The question remains, though: Who is going to enforce the clause?

Citing history -- one termination in 17 years -- Mike DeSantis argued that just because the Diocese can  legally dismiss employees for morals violations doesn't mean they will.

"It's a last resort," he said, suggesting that if a violation was brought directly to Bishop Lennon's attention, he'd likely delegate to the Diocesan secondary schools' superintendent, who would then meet with the the school principal and the teacher in question to "address the situation" and "work out a simple solution."

"If a [female teacher] is cohabiting with her boyfriend, they might say: 'Would you be willing to move out for the next six months until you're married?" DeSantis said.

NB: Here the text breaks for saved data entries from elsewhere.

PR #9957, opened 2023-12-03
libobs: Pair video encoder with all audio encoders

### LINKED ISSUE #4530: Audio track 1 offset/desynced
### Operating System Info

Windows 10

### Other OS

_No response_

### OBS Studio Version

Other

OBS 27.0.0-rc2

### OBS Studio Log URL

https://obsproject.com/logs/y9XfULuwDnckI7R0

### OBS Studio Crash Log URL

_No response_

### Expected Behavior

When recording with multiple audio tracks, I would expect audio track 1 (0) to be synced with the other audio tracks.

### Current Behavior

Regardless of encoder (video or audio), regardless of container (mp4 / mkv), audio track 1 (0) is not in sync with the other tracks. It seems to be lagging behind (its later) by some degree, maybe around 10-20ms.

The PTS and DTS seem to be identical for all tracks, so I believe its earlier in the pipeline (prior to encoding and muxing).

### Steps to Reproduce

1. Enable two or more audio tracks Output>recording (advanced)
2. Ensure you have the same audio device on both (or more)
3. Hit start recording
4. Use your mic to record yourself clapping or snapping your fingers
5. Hit stop recording
6. Import the video file into an editor/NLE capable of handling multiple tracks, like Adobe Premiere or Davinci Resolve
7. Observe how audio track 1 is later than the others (which are in sync)

This occurs not only on the rc2, but also on the current release version (26.1.1). I reproduced this on rc2, and didnt want the log to differ from the reported version. This was reproduced on an nvme SSD.

I've confirmed this happens on at least one more machine. I've observed it in Davinci Resolve personally, and I've had a friend check it in premiere (same issue).

derrod:
### Description

Change encoder pairing to sync video encoder to all audio encoders and vice-versa.

Also removes unused `wait_for_video` bool.

### Motivation and Context

Fixes longstanding issue where first audio track in multi-track recordings is offset from the other audio tracks.

Fixes #4530

| **Before** | **After** |
| - | - |
| before | after |

### How Has This Been Tested?

Made some test recordings and confirmed no longer broken.

### Types of changes

### Checklist:

### DIFF
--- a/libobs/obs-encoder.c
+++ b/libobs/obs-encoder.c
@@ -678,7 +678,7 @@ void obs_encoder_shutdown(obs_encoder_t *encoder)
 	if (encoder->context.data) {
 		encoder->info.destroy(encoder->context.data);
 		encoder->context.data = NULL;
-		encoder->paired_encoder = NULL;
+		da_free(encoder->paired_encoders);
 		encoder->first_received = false;
 		encoder->offset_usec = 0;
 		encoder->start_ts = 0;
@@ -1371,13 +1371,15 @@ static void receive_video(void *param, struct video_data *frame)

But for Maria Schock, and for the three other teachers at Elyria Catholic whom Schock said would be leaving specifically because of the morality clause (two of whom, Schock thought, had already been exploring the job market), the fact that the Diocese may not strictly enforce the morality clause doesn't diminish the fact that they can.      

"If a student has a problem with a teacher, can they go to the Diocese and say they're in violation of the contract? And will they be fired? We don't know," Schock said. "The administration tried to assuage our frustrations and say, 'No no no, of course not,' but they don't know either. The Diocese is just this all-powerful body hanging over our heads."  

Schock said that the Elyria Catholic administration has been supportive, and that if code enforcement were fully in the hands of individual schools (who, at least day-to-day and for the most part, operate autonomously) she wouldn't be worried at all.  

"It's Lennon," she said. "He's the one destroying things."

The Bishop and his diocese have some serious hashing out to do. The Catholic Church (like Cleveland itself, perhaps) is at a pivotal moment, a moment when it must reckon with the divergence between canonical teaching and the predominant views of its flock.  

In Catholic Ireland, voters resoundingly passed a referendum last month to constitutionally permit same-sex marriage.  

"The church has a huge task to get its message across to young people. (It) needs to do a reality check," Dublin's Bishop Diarmuid Martin said.

The very next day, Robert M. Gates, president of the Boy Scouts of America (an organization with which the Catholic Church is often associated) called on his executives to end their ban on gay troop leaders.

"We must deal with the world as it is," he said, "not as we might wish it to be."

In Cleveland, the church is led by a man so old-school and resistant to change that he's never even used a computer. And though there's a certain nobility, a certain grandfatherly charm, to his conservatism, there's also an inflexibility to it. The effect is that of a man deeply out of touch.

And though Lennon says his hands are tied on LGBT issues -- far be it for him to change the word of God -- there are non-doctrinal concessions he can make. Finding a new, less flippant, way to describe "the so called homosexual lifestyle" would be a welcome first step.

Recognizing the value of LGBT (and divorced, and artificially inseminated, etc.) educators, whose personal lives are very far removed from the classroom, would be another.